--- Provided material Enclosed Below ---
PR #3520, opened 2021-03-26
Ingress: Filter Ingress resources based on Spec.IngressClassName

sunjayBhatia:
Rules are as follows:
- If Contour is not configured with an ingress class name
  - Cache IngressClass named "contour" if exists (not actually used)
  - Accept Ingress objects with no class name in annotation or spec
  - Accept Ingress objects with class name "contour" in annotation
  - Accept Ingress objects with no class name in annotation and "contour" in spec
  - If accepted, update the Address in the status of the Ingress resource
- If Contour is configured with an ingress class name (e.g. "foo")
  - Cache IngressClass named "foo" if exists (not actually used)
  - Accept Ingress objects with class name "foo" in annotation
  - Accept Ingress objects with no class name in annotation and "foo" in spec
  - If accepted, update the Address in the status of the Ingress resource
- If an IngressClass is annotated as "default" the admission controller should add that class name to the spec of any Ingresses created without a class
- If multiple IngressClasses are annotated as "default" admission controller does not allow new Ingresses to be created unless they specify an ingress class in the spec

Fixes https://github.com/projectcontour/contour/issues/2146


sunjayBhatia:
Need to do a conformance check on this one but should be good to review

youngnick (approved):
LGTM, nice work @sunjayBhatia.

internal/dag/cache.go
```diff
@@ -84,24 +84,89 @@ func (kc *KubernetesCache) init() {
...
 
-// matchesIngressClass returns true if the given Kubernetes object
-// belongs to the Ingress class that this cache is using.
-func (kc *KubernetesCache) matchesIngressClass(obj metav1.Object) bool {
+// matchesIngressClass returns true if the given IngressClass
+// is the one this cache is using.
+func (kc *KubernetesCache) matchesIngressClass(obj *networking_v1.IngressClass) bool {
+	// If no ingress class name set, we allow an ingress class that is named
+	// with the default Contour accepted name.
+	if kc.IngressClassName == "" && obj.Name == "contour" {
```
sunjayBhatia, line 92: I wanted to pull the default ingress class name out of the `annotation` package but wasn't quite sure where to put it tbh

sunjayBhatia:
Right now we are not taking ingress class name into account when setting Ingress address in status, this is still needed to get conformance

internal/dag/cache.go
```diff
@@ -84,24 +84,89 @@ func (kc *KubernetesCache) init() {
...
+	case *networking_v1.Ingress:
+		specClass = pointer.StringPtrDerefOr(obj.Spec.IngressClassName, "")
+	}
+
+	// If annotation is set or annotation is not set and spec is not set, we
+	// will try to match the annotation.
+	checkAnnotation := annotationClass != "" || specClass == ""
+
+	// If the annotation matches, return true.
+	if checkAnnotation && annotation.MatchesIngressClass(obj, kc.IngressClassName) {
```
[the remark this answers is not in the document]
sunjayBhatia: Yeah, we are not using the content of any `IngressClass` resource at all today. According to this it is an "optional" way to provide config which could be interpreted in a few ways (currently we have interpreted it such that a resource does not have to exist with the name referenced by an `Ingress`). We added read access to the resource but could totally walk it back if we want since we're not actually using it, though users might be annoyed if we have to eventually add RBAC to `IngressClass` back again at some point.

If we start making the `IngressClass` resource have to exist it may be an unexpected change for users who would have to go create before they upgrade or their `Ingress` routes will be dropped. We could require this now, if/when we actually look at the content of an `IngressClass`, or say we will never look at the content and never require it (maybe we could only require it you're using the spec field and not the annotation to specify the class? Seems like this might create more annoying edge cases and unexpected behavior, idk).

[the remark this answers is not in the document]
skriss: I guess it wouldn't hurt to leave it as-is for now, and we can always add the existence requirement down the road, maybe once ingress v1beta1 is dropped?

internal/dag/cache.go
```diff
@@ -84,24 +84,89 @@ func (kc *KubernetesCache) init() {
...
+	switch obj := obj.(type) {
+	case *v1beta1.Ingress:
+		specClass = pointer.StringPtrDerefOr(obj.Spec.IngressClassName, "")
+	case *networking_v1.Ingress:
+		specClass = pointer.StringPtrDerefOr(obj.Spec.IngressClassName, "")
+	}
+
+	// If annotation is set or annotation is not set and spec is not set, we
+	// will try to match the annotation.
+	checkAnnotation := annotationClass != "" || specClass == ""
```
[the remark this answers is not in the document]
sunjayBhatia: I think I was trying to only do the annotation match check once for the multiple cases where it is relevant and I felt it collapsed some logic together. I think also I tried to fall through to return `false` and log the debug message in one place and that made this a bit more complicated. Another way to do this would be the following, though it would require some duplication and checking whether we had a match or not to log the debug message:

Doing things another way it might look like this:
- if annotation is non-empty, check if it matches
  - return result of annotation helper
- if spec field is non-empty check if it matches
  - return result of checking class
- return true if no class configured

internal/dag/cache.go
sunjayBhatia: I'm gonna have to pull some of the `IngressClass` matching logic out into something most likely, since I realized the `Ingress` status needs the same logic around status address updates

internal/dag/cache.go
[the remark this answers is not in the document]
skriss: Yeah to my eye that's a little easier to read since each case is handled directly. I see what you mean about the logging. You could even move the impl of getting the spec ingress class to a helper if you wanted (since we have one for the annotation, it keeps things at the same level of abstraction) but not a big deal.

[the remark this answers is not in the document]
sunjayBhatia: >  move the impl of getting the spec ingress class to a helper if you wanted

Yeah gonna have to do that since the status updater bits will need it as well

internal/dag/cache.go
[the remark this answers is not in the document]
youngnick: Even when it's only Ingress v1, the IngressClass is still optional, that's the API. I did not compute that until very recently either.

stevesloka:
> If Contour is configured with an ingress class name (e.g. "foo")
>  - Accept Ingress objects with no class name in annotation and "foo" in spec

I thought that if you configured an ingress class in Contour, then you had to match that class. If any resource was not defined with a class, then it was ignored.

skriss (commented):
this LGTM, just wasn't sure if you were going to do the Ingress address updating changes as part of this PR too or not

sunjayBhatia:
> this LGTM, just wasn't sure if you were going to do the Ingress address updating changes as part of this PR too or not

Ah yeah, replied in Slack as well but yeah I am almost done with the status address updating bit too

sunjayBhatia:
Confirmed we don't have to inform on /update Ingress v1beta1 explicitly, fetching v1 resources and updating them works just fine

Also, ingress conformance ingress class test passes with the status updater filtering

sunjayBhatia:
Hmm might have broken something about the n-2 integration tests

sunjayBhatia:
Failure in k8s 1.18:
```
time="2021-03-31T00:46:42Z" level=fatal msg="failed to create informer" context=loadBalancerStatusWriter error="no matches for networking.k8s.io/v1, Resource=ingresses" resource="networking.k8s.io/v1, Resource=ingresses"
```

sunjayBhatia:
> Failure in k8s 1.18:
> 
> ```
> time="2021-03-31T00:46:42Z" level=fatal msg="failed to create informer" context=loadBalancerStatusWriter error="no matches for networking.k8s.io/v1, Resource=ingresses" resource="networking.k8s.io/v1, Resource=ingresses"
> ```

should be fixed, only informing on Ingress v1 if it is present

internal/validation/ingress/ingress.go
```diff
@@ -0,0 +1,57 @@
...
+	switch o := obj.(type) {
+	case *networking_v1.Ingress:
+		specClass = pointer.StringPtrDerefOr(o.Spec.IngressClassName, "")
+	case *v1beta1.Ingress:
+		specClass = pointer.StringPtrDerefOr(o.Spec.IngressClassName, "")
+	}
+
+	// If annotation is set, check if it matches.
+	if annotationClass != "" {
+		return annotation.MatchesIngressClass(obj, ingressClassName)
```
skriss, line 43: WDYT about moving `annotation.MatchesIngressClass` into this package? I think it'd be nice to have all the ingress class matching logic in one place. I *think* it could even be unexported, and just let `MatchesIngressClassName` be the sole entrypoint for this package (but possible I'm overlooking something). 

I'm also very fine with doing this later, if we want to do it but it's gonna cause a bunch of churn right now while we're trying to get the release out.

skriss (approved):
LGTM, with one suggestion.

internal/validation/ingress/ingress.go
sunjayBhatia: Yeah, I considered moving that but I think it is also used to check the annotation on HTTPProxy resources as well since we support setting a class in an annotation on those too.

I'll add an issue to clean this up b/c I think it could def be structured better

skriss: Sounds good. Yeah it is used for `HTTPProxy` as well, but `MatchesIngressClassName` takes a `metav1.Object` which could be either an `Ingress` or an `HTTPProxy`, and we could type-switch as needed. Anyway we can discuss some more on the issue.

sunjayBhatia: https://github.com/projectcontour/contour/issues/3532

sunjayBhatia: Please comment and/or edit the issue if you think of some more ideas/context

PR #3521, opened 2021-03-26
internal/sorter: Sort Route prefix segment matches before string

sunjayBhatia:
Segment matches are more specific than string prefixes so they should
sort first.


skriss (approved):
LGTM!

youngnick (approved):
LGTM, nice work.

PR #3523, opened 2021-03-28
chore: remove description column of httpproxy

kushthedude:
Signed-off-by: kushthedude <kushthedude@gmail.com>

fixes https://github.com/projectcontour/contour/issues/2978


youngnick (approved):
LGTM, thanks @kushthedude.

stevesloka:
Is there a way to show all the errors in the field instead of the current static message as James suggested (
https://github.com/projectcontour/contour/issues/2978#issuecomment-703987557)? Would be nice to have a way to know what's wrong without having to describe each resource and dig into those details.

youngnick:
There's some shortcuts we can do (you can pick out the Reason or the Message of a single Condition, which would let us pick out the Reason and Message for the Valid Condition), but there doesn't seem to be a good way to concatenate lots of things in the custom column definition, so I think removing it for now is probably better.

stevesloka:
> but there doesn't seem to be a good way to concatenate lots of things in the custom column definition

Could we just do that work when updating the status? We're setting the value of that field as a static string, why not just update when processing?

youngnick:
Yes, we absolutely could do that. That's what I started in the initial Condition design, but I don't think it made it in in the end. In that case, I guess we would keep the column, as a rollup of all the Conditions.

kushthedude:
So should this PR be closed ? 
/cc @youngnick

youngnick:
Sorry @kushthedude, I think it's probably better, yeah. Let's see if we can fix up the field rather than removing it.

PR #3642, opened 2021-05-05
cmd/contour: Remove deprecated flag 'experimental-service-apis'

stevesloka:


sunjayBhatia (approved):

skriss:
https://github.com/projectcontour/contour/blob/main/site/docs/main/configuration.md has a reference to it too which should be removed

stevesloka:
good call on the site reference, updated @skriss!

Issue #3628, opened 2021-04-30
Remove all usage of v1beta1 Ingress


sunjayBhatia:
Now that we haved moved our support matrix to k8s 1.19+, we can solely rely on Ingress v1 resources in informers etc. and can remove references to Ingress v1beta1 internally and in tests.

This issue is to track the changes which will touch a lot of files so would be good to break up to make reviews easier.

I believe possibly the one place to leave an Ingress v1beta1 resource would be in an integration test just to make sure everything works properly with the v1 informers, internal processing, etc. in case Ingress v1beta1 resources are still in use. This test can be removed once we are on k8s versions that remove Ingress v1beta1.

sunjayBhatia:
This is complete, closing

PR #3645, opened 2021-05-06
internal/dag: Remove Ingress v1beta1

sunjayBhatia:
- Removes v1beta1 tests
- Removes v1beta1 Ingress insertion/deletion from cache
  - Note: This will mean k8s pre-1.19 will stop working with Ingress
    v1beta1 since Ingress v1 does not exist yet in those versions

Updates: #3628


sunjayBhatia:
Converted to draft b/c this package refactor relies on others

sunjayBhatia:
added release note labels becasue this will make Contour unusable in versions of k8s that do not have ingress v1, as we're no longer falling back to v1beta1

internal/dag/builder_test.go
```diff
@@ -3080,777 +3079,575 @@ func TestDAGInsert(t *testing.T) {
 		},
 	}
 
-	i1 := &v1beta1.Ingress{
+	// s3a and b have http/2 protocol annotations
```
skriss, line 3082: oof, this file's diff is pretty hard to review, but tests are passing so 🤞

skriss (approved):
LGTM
--- End of Enclosed Provided material ---
# What is needed
The answer must be a single number: the count of lines in the data that contain the word "mean".

# Solution to the problem
2